*What is being asked*
Within the material below, count every line with the string "makes". Give no more than the number.

*Input material*
- - - -

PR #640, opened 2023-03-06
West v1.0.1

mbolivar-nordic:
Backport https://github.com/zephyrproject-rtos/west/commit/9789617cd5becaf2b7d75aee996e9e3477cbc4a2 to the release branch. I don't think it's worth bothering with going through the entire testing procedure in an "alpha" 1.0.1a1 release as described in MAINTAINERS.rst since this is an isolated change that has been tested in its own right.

- - - -

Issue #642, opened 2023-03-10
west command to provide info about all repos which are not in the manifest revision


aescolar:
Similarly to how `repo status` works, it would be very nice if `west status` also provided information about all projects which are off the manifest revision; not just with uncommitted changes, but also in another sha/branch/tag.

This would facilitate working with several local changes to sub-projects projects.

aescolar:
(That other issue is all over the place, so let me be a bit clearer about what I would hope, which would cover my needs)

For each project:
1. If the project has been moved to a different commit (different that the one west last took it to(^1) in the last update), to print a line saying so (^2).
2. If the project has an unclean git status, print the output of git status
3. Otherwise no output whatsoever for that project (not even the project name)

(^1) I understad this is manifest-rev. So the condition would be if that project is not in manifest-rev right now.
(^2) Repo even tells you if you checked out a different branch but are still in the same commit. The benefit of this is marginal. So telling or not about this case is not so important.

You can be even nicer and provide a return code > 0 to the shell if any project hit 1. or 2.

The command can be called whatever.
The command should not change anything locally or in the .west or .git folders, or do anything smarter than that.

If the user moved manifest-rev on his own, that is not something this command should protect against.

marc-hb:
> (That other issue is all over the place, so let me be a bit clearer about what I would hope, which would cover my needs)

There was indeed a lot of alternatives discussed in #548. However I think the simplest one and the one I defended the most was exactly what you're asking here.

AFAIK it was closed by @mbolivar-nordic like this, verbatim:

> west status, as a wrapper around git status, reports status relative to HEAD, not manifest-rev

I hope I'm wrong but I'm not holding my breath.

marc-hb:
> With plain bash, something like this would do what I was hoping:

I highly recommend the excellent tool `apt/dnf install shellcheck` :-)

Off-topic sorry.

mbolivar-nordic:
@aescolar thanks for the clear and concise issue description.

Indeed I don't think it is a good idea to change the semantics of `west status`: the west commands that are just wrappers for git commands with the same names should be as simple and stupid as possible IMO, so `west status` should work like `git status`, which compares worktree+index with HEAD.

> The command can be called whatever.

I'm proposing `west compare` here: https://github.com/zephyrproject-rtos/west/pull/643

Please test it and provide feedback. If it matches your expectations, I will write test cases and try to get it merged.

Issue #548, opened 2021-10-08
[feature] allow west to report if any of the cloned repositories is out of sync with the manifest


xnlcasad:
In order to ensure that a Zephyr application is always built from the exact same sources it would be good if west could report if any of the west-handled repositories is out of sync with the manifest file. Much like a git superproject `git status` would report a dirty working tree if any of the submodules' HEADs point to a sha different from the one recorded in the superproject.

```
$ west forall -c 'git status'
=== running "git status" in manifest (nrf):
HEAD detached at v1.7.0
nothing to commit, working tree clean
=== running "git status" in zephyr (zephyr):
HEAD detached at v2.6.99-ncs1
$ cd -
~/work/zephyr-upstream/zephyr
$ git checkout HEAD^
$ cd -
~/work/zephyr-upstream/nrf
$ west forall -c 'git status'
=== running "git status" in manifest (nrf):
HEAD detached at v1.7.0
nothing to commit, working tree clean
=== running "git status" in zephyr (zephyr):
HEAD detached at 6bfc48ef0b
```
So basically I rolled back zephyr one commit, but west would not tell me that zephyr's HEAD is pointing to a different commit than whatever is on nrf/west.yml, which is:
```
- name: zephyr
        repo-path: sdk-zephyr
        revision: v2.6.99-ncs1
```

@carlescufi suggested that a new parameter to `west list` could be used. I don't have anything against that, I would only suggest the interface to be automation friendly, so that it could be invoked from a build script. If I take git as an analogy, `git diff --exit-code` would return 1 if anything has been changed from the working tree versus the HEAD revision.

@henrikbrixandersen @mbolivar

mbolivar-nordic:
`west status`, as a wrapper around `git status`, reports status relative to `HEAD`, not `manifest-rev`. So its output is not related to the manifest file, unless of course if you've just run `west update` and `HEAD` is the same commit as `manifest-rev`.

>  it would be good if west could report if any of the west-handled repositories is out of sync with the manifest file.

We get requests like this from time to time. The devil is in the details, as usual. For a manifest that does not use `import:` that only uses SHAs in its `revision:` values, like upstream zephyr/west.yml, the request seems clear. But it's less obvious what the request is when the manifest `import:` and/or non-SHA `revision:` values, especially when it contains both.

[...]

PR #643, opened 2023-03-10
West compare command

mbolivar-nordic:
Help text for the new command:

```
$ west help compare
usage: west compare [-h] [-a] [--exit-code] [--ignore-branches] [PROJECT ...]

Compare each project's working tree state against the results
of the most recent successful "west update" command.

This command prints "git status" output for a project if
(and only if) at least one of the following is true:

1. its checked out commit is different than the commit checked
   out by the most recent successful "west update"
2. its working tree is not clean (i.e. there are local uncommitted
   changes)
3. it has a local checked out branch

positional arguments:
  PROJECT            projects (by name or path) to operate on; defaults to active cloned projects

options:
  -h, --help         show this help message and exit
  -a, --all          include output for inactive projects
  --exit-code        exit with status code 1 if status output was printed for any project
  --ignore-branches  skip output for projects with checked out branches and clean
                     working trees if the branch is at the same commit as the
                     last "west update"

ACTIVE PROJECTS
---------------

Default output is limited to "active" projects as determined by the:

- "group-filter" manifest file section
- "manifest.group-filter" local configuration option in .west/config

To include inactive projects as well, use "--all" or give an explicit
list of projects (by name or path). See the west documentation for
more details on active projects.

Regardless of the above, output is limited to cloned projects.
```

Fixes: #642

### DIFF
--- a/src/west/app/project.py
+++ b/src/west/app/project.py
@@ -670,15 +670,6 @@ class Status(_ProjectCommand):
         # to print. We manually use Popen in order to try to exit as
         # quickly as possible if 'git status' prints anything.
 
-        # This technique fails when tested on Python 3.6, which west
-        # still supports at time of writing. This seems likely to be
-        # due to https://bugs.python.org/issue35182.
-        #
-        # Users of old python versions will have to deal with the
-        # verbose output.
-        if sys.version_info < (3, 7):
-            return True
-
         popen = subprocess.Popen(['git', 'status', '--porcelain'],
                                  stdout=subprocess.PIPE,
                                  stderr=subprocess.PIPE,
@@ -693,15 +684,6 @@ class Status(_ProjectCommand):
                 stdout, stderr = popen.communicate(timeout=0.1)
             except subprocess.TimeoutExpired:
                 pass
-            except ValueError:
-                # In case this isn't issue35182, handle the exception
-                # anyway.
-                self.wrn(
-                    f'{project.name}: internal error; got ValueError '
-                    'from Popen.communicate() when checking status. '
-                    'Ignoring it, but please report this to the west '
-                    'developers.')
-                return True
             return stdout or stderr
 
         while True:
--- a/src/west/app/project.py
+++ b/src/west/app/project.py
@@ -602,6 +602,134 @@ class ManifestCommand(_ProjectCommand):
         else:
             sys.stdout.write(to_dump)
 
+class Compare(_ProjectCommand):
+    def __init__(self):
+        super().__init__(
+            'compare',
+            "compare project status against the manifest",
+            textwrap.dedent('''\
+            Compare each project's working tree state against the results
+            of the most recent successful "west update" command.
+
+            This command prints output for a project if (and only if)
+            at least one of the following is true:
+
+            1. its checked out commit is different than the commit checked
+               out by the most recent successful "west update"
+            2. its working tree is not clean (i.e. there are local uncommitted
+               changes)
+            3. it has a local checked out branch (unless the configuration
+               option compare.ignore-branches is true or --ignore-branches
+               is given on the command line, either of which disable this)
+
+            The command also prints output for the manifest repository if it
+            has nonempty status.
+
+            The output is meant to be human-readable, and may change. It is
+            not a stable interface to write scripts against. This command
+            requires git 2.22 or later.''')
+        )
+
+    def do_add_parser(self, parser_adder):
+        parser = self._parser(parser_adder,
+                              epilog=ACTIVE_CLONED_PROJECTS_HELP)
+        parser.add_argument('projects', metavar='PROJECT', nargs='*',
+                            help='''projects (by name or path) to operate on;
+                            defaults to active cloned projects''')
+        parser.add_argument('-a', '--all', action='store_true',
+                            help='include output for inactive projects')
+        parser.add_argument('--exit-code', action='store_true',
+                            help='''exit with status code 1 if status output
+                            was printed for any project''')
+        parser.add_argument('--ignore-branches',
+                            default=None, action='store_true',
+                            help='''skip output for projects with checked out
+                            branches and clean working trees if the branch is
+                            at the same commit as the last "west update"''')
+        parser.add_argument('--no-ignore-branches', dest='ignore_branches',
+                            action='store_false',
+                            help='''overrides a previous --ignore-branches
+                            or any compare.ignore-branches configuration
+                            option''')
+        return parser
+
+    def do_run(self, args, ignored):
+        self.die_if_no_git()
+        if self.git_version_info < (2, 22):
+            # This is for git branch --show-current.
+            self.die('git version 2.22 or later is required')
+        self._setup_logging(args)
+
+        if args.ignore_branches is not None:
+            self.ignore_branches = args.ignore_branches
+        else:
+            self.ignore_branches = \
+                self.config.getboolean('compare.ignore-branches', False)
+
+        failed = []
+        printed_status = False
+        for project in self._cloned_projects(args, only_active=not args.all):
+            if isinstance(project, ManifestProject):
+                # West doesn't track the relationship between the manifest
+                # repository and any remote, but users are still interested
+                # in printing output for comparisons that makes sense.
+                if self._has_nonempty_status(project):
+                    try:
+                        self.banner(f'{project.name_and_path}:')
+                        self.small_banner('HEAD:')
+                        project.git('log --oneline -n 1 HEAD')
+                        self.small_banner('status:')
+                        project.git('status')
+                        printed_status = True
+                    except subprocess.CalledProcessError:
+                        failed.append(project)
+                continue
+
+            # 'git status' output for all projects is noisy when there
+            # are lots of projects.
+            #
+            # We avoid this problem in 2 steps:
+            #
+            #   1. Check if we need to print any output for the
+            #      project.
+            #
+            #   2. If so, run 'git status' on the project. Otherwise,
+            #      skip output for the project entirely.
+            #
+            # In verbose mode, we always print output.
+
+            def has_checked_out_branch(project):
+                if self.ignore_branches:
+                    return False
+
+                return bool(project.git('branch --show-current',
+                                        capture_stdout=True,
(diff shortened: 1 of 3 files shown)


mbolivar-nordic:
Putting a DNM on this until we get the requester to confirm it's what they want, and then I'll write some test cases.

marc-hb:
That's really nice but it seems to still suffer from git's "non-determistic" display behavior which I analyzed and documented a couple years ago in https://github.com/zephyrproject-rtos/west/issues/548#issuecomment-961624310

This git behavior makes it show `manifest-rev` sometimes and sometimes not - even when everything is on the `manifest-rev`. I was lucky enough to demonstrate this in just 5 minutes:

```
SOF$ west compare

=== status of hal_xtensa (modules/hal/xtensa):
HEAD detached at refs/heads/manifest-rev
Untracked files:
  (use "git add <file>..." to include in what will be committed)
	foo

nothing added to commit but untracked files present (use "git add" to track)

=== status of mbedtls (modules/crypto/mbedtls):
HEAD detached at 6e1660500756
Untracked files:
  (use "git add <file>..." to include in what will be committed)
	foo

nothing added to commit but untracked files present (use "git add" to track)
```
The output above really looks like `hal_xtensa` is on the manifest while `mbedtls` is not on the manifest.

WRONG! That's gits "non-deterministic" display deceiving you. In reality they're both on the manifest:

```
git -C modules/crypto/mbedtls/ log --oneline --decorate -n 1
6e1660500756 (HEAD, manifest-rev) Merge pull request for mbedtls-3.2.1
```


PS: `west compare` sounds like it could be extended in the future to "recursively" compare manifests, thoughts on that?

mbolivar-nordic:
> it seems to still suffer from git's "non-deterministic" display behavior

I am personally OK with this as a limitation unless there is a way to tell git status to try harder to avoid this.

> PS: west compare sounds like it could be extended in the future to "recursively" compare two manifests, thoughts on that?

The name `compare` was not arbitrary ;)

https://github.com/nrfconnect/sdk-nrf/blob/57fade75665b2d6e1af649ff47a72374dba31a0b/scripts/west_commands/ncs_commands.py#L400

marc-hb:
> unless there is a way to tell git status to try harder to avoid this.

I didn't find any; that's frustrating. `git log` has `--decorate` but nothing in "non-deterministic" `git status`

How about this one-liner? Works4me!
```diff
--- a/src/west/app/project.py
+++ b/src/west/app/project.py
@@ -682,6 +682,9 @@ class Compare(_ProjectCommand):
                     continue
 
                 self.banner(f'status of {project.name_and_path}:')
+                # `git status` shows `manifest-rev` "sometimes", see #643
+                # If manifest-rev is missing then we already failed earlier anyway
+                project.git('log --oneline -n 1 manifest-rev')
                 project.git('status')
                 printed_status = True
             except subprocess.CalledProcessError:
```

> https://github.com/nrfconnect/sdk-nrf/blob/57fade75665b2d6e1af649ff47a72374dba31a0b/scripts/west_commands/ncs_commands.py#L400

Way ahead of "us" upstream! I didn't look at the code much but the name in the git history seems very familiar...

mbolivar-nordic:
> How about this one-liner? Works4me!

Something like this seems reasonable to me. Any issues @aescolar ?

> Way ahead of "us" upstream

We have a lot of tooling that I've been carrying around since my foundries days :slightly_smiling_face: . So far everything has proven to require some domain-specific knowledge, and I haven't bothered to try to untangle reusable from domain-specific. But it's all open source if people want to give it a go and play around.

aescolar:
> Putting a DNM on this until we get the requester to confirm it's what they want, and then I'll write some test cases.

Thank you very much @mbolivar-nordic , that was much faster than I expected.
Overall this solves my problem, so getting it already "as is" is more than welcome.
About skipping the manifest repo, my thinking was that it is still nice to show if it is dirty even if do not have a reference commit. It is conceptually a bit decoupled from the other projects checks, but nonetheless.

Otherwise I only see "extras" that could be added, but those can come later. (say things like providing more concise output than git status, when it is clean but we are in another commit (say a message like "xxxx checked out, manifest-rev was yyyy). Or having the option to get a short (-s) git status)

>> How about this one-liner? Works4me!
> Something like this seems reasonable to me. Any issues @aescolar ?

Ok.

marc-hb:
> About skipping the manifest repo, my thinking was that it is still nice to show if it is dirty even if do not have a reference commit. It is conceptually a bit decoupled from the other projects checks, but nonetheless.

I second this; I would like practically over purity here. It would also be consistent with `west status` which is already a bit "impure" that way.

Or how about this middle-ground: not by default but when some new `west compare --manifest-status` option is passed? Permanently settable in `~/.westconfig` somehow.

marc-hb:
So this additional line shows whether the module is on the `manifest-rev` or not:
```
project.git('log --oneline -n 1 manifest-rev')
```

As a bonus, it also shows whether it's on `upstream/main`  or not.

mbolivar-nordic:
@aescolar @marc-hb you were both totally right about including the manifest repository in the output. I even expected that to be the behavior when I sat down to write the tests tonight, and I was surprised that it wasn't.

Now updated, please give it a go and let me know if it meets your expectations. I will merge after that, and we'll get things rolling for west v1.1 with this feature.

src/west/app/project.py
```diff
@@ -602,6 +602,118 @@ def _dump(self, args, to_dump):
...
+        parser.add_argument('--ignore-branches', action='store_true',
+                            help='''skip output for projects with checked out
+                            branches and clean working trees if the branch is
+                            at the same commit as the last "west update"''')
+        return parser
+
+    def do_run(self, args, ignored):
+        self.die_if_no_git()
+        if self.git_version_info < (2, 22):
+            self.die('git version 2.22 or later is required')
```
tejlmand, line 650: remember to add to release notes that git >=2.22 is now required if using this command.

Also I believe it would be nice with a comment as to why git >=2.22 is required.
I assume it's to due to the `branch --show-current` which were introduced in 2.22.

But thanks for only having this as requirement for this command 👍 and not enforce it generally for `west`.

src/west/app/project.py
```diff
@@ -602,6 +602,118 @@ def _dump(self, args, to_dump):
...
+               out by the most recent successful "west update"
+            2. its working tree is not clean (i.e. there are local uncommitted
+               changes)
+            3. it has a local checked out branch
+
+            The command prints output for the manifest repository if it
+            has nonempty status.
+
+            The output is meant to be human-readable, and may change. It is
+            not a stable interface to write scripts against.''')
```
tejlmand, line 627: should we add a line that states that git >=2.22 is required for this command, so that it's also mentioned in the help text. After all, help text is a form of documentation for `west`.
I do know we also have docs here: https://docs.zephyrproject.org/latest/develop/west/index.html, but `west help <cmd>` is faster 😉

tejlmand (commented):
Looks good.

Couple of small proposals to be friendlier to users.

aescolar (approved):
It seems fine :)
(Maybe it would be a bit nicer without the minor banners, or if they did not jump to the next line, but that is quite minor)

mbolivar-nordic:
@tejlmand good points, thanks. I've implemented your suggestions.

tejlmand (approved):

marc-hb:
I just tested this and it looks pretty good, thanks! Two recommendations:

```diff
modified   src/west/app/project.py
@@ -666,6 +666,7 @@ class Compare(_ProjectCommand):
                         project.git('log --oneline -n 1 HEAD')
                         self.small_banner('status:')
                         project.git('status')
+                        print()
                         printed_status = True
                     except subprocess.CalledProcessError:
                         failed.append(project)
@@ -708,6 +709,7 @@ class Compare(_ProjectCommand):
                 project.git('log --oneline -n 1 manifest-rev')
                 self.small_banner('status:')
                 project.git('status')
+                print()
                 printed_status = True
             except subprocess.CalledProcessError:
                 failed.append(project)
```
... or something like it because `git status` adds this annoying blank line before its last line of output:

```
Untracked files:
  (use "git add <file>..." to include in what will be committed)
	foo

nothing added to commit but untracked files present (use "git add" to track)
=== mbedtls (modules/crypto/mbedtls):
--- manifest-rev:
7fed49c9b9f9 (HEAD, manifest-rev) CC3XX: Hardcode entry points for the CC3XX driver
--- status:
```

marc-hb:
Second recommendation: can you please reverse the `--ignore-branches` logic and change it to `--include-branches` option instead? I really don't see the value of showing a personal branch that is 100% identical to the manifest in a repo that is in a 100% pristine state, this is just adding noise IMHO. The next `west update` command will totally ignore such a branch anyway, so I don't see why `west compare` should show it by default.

- - - -

*Answer below*
2